What you will do:
The entries below are to be repeated verbatim, in full.

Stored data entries
- - - - -

Issue #1944, opened 2020-05-06
file_stdio should add missing std namespace to FILE type


spdw:
In Boost Beast `FILE` is used without `std` namespace, but the C++ header is included. Thus is does not compile for some operating systems.

```
boost/beast/core/file_stdio.hpp:29:5: error: 'FILE' does not name a type
      FILE* f_ = nullptr;
      ^
```

A change from
```
#include <cstdio>
```
to
```
#include <stdio.h>
```
would compile, but the C include is deprecated in C++. Therefore it is recommended to replace `FILE` with `std::FILE`. There seems to be 7 occurrences of `FILE`: 4 of them in `file_stdio.hpp` and 3 in the corresponding `file_stdio.ipp`.

madmongo1:
@spdw Interesting. Do you know how well supported `std::FILE` is? We're still testing against clang 3.

Would you be able to recommend a compiler/stdlib combination where this fails so I can add it to our test suite?

vinniefalco:
A fix for this is already in the works, see:
https://github.com/boostorg/beast/pull/1906
and
https://github.com/vinniefalco/beast/commits/embarcadero

spdw:
> A fix for this is already in the works, see:
> #1906
> and
> https://github.com/vinniefalco/beast/commits/embarcadero

To me it looks like the header file is adapted only, the ipp file on that branch still lacks the `std::` prefix for `FILE`.

vinniefalco:
Attn @madmongo1

PR #1962, opened 2020-05-26
Refix std::FILE in ipp

madmongo1:
refs #1944


madmongo1:
@vinniefalco Ideally I'd like you to rewrite history on develop so we don't have to issue a new version

vinniefalco:
Impossible, changing history on a main branch would create havoc. It isn't a big deal to add the new commit.

PR #1984, opened 2020-06-12
Version 297

madmongo1:


vinniefalco:
Spelling in commit message "requied "

include/boost/beast/core/string.hpp
```diff
@@ -56,6 +66,8 @@ struct iequal
     {
         return iequals(lhs, rhs);
     }
+
+    struct is_transparent {};
```
vinniefalco, line 70: I would use `using is_transparent = void;` if possible, since it prevents doxygen from emitting a separate class type.

madmongo1: I'll check the standard and make it so.

madmongo1:
> Spelling in commit message "requied "

Solved and also corrected in CHANGELOG

PR #1997, opened 2020-06-25
Support BOOST_ASIO_NO_TS_EXECUTORS

madmongo1:
Placeholder PR for testing fixes to the the NO_TS_EXECUTORS build mode.


include/boost/beast/core/async_base.hpp
```diff
@@ -186,7 +186,22 @@ class async_base
...
+    /** The type of executor associated with this object.
+
+    If a class derived from @ref async_base is a completion
+    handler, then the associated executor of the derived class will
+    be this type.
+*/
+    using executor_type = typename
+        net::associated_executor<
+            Handler,
+            typename detail::select_work_guard_t<Executor1>::executor_type
```
vinniefalco, line 201: This is kind of annoying, a `detail` type will show up in the docs.

include/boost/beast/core/async_base.hpp
```diff
@@ -229,7 +244,7 @@ class async_base
         Handler_&& handler,
         Executor1 const& ex1)
         : h_(std::forward<Handler_>(handler))
-        , wg1_(ex1)
+        , wg1_(detail::make_work_guard(ex1))
```
vinniefalco, line 247: Should this be called `make_tracked`?

include/boost/beast/core/async_base.hpp
madmongo1: we could replace it with a __deduced__ in the docs?

vinniefalco: You might be able to say this instead:
```
#ifdef BOOST_BEAST_DOCS
    using executor_type = typename
        net::associated_executor<
            Handler,
            __implementation_defined__>::type
#else
  ...
#endif
```

Or just

```
using executor_type = __see_below__;
```

include/boost/beast/core/async_base.hpp
madmongo1: I don't know whether the net.ts or the execution nightmare is more likely to win out in future. I called it something I felt we would both woud understand.

test/beast/core/async_base.cpp
```diff
@@ -32,6 +33,57 @@ namespace beast {
...
+struct ex1_type
+{
+
+    net::execution_context &
+    query(net::execution::context_t c) const noexcept
+    { return *reinterpret_cast<net::execution_context *>(0); }
+
+    net::execution::blocking_t
+    query(net::execution::blocking_t) const noexcept
+    { return net::execution::blocking; };
```
vinniefalco, line 46: Please, separate lines:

- - - - -

Reply to the exercise:
Issue #1944, opened 2020-05-06
file_stdio should add missing std namespace to FILE type


spdw:
In Boost Beast `FILE` is used without `std` namespace, but the C++ header is included. Thus is does not compile for some operating systems.

```
boost/beast/core/file_stdio.hpp:29:5: error: 'FILE' does not name a type
      FILE* f_ = nullptr;
      ^
```

A change from
```
#include <cstdio>
```
to
```
#include <stdio.h>
```
would compile, but the C include is deprecated in C++. Therefore it is recommended to replace `FILE` with `std::FILE`. There seems to be 7 occurrences of `FILE`: 4 of them in `file_stdio.hpp` and 3 in the corresponding `file_stdio.ipp`.

madmongo1:
@spdw Interesting. Do you know how well supported `std::FILE` is? We're still testing against clang 3.

Would you be able to recommend a compiler/stdlib combination where this fails so I can add it to our test suite?

vinniefalco:
A fix for this is already in the works, see:
https://github.com/boostorg/beast/pull/1906
and
https://github.com/vinniefalco/beast/commits/embarcadero

spdw:
> A fix for this is already in the works, see:
> #1906
> and
> https://github.com/vinniefalco/beast/commits/embarcadero

To me it looks like the header file is adapted only, the ipp file on that branch still lacks the `std::` prefix for `FILE`.

vinniefalco:
Attn @madmongo1

PR #1962, opened 2020-05-26
Refix std::FILE in ipp

madmongo1:
refs #1944


madmongo1:
@vinniefalco Ideally I'd like you to rewrite history on develop so we don't have to issue a new version

vinniefalco:
Impossible, changing history on a main branch would create havoc. It isn't a big deal to add the new commit.

PR #1984, opened 2020-06-12
Version 297

madmongo1:


vinniefalco:
Spelling in commit message "requied "

include/boost/beast/core/string.hpp
```diff
@@ -56,6 +66,8 @@ struct iequal
     {
         return iequals(lhs, rhs);
     }
+
+    struct is_transparent {};
```
vinniefalco, line 70: I would use `using is_transparent = void;` if possible, since it prevents doxygen from emitting a separate class type.

madmongo1: I'll check the standard and make it so.

madmongo1:
> Spelling in commit message "requied "

Solved and also corrected in CHANGELOG

PR #1997, opened 2020-06-25
Support BOOST_ASIO_NO_TS_EXECUTORS

madmongo1:
Placeholder PR for testing fixes to the the NO_TS_EXECUTORS build mode.


include/boost/beast/core/async_base.hpp
```diff
@@ -186,7 +186,22 @@ class async_base
...
+    /** The type of executor associated with this object.
+
+    If a class derived from @ref async_base is a completion
+    handler, then the associated executor of the derived class will
+    be this type.
+*/
+    using executor_type = typename
+        net::associated_executor<
+            Handler,
+            typename detail::select_work_guard_t<Executor1>::executor_type
```
vinniefalco, line 201: This is kind of annoying, a `detail` type will show up in the docs.

include/boost/beast/core/async_base.hpp
```diff
@@ -229,7 +244,7 @@ class async_base
         Handler_&& handler,
         Executor1 const& ex1)
         : h_(std::forward<Handler_>(handler))
-        , wg1_(ex1)
+        , wg1_(detail::make_work_guard(ex1))
```
vinniefalco, line 247: Should this be called `make_tracked`?

include/boost/beast/core/async_base.hpp
madmongo1: we could replace it with a __deduced__ in the docs?

vinniefalco: You might be able to say this instead:
```
#ifdef BOOST_BEAST_DOCS
    using executor_type = typename
        net::associated_executor<
            Handler,
            __implementation_defined__>::type
#else
  ...
#endif
```

Or just

```
using executor_type = __see_below__;
```

include/boost/beast/core/async_base.hpp
madmongo1: I don't know whether the net.ts or the execution nightmare is more likely to win out in future. I called it something I felt we would both woud understand.

test/beast/core/async_base.cpp
```diff
@@ -32,6 +33,57 @@ namespace beast {
...
+struct ex1_type
+{
+
+    net::execution_context &
+    query(net::execution::context_t c) const noexcept
+    { return *reinterpret_cast<net::execution_context *>(0); }
+
+    net::execution::blocking_t
+    query(net::execution::blocking_t) const noexcept
+    { return net::execution::blocking; };
```
vinniefalco, line 46: Please, separate lines:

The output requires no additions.